*Problem*: Reproduce exactly, from the data that follows, the line with "Issue #158, opened 2023-10-13", the line with "DHH mentioned he", and every line that lies between them.

*Provided entries*:
——————

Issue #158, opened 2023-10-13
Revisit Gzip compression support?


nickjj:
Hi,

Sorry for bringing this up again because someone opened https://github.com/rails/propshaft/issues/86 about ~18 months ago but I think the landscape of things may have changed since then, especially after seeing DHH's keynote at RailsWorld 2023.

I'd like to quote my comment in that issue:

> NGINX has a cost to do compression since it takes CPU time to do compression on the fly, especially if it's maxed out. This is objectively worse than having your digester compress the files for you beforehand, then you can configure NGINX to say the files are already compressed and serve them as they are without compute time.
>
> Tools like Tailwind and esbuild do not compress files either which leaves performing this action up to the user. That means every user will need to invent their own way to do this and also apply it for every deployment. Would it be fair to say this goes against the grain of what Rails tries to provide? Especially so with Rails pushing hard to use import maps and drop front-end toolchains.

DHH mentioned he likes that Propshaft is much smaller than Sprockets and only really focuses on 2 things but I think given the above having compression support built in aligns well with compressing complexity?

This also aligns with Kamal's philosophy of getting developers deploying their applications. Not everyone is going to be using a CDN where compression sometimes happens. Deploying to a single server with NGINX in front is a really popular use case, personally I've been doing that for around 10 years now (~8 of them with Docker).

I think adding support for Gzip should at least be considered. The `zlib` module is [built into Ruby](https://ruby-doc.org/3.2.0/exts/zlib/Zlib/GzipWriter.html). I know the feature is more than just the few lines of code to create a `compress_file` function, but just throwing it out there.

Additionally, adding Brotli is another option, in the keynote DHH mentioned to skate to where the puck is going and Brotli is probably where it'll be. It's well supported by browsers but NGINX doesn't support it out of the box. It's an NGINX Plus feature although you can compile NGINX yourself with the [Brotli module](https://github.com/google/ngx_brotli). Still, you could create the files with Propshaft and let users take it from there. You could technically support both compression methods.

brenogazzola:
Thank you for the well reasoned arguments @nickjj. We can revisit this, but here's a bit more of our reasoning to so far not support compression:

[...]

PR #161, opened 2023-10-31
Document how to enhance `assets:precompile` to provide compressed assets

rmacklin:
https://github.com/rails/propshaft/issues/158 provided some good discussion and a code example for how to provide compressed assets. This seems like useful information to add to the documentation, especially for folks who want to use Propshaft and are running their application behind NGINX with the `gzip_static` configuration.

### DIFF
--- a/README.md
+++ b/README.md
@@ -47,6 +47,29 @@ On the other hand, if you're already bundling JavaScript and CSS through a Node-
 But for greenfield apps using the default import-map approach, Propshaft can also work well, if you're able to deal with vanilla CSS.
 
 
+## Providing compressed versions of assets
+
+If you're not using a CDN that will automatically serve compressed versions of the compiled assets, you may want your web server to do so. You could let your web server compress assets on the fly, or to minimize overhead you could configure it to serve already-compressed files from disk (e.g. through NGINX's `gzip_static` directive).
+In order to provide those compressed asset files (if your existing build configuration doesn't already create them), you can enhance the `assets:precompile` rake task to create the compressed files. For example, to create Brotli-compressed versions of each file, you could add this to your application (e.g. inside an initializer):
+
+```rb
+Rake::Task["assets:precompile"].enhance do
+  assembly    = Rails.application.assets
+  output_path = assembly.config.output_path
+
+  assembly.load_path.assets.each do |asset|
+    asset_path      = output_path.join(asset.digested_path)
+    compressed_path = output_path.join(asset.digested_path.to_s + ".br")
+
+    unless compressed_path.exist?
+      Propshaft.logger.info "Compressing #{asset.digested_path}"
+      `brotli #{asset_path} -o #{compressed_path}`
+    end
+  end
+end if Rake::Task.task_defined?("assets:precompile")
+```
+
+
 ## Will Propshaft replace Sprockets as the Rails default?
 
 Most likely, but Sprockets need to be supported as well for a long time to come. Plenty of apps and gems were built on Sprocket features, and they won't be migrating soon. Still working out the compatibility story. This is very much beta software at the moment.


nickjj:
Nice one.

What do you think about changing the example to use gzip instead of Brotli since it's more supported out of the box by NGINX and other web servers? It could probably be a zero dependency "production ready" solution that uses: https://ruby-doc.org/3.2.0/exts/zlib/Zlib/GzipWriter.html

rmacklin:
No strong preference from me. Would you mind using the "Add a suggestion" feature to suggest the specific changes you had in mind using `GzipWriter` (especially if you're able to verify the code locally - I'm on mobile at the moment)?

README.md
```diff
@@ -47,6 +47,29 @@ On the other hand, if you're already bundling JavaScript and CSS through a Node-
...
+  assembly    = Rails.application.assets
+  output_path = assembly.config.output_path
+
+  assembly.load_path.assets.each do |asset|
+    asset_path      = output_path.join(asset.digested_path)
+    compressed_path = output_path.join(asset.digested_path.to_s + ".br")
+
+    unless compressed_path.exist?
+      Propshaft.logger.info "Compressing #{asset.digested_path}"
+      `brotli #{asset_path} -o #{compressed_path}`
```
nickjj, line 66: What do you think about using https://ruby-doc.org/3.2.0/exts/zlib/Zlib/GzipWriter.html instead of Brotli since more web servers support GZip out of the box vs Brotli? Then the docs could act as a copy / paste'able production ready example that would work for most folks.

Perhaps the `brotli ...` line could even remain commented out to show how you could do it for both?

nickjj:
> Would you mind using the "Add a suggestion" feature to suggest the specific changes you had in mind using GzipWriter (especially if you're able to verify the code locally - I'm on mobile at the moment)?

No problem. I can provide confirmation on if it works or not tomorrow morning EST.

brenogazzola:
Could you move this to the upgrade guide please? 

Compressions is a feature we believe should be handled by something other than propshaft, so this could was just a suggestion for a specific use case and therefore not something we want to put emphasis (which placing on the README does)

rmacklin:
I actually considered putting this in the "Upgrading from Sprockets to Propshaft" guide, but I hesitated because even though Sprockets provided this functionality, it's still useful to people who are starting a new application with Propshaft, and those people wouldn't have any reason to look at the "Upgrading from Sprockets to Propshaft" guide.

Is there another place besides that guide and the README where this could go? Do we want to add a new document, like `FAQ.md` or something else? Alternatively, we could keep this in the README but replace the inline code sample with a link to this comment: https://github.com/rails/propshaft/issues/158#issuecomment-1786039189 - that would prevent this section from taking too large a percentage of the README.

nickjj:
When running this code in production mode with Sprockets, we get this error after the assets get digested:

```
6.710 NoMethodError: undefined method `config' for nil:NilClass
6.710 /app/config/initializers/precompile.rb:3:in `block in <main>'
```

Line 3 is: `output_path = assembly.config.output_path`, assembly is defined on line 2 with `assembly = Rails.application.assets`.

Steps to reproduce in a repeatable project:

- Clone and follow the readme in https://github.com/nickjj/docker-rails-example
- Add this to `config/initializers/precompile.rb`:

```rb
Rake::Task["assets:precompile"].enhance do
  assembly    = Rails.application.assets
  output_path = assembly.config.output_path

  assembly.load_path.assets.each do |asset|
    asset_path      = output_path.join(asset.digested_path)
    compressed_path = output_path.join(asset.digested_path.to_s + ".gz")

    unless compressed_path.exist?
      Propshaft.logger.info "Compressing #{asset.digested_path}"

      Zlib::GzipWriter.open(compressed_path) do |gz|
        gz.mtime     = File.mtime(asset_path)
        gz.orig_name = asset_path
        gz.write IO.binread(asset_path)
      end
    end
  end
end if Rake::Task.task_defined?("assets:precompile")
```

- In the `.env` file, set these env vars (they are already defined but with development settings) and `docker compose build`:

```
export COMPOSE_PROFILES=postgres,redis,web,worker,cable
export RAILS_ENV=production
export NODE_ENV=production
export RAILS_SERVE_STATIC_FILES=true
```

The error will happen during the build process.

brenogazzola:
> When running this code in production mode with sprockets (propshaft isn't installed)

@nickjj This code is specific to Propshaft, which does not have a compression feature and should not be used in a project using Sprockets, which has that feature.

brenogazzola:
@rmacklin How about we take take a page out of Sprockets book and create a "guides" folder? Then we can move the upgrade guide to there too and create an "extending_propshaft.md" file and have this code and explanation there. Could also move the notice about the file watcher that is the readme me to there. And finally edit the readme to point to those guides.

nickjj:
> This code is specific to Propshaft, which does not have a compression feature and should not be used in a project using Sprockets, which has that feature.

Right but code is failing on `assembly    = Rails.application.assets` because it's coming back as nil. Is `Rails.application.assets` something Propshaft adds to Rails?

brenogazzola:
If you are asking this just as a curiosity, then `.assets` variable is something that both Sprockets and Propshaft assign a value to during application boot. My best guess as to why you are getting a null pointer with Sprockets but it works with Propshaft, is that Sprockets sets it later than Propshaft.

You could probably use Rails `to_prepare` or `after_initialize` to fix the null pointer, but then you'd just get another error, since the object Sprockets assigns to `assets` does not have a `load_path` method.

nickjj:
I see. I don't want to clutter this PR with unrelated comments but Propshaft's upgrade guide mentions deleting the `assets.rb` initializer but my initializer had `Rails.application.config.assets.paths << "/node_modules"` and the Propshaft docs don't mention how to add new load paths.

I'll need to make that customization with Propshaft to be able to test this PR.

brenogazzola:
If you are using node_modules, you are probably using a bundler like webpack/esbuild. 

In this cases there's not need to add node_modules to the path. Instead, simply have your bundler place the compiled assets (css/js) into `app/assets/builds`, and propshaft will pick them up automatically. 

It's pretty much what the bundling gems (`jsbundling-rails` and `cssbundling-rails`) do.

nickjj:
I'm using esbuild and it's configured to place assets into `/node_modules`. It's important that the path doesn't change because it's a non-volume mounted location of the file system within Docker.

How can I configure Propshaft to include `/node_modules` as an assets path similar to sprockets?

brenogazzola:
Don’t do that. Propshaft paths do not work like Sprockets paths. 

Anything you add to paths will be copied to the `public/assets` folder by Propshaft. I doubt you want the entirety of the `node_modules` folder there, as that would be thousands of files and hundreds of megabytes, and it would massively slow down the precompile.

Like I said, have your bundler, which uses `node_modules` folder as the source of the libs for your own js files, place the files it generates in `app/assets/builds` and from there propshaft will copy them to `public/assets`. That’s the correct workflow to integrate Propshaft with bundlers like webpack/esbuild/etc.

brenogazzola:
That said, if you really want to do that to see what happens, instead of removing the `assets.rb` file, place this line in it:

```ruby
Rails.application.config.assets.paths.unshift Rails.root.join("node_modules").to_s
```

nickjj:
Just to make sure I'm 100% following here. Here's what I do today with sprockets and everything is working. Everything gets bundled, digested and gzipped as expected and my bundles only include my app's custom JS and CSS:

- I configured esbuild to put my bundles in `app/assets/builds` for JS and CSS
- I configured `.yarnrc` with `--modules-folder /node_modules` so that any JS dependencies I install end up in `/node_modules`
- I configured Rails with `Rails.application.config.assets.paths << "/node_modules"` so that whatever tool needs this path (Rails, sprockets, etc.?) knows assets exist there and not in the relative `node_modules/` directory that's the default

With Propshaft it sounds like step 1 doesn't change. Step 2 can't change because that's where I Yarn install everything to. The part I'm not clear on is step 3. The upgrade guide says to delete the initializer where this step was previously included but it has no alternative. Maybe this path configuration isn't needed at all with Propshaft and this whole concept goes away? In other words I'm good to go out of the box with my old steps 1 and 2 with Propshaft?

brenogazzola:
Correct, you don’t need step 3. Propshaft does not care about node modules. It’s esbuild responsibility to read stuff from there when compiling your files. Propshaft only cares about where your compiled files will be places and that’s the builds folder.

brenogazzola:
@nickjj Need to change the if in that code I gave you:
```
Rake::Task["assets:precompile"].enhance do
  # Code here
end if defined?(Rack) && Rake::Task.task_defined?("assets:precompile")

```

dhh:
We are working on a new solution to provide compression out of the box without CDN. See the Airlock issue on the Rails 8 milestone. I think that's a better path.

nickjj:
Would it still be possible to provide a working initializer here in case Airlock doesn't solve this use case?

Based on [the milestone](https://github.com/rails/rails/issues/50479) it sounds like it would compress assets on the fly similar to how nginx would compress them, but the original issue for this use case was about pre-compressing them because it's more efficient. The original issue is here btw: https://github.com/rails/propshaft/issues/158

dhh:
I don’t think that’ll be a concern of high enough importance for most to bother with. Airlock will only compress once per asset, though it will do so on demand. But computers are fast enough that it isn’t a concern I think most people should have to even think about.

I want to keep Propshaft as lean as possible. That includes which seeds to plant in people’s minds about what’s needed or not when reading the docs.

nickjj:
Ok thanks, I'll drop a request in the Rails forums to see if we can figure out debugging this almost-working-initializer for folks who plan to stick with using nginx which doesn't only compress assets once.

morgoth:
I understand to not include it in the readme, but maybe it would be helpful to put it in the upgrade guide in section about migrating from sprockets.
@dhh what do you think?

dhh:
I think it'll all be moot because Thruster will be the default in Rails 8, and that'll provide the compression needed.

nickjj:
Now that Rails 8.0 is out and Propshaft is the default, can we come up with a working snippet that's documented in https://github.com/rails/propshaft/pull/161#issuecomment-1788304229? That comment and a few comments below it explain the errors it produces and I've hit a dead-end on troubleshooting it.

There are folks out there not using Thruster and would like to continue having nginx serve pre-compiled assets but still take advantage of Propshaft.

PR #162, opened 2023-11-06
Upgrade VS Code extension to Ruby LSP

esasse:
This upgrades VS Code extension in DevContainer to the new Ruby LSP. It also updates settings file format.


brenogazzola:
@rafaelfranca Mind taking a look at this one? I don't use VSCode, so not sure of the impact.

——————

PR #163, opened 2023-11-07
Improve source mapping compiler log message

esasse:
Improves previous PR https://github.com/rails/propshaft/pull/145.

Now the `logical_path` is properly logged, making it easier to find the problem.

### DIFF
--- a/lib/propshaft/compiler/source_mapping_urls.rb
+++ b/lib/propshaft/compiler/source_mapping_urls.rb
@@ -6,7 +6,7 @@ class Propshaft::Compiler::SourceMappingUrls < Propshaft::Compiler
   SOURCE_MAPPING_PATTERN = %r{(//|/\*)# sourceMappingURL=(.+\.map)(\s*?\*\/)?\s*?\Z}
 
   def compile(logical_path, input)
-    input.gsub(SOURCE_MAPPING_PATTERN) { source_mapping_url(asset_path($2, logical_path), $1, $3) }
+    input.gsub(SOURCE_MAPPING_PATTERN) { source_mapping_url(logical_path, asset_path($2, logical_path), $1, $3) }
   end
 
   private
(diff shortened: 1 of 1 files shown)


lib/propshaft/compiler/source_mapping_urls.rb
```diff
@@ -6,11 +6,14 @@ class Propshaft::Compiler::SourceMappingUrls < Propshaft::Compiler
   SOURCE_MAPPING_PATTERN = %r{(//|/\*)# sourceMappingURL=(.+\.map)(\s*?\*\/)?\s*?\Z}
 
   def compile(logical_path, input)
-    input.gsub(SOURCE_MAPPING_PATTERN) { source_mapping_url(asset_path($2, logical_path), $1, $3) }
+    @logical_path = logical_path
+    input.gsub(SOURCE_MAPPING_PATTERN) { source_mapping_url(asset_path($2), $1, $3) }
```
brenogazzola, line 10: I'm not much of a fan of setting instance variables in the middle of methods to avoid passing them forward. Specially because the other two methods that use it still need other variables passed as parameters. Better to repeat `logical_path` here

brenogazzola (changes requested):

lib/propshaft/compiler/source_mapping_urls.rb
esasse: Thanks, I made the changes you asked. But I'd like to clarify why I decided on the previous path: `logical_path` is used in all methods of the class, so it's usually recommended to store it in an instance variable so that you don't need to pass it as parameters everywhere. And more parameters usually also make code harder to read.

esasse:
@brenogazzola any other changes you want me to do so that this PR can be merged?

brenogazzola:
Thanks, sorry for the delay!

——————

*Solution to this task*:
Issue #158, opened 2023-10-13
Revisit Gzip compression support?


nickjj:
Hi,

Sorry for bringing this up again because someone opened https://github.com/rails/propshaft/issues/86 about ~18 months ago but I think the landscape of things may have changed since then, especially after seeing DHH's keynote at RailsWorld 2023.

I'd like to quote my comment in that issue:

> NGINX has a cost to do compression since it takes CPU time to do compression on the fly, especially if it's maxed out. This is objectively worse than having your digester compress the files for you beforehand, then you can configure NGINX to say the files are already compressed and serve them as they are without compute time.
>
> Tools like Tailwind and esbuild do not compress files either which leaves performing this action up to the user. That means every user will need to invent their own way to do this and also apply it for every deployment. Would it be fair to say this goes against the grain of what Rails tries to provide? Especially so with Rails pushing hard to use import maps and drop front-end toolchains.

DHH mentioned he likes that Propshaft is much smaller than Sprockets and only really focuses on 2 things but I think given the above having compression support built in aligns well with compressing complexity?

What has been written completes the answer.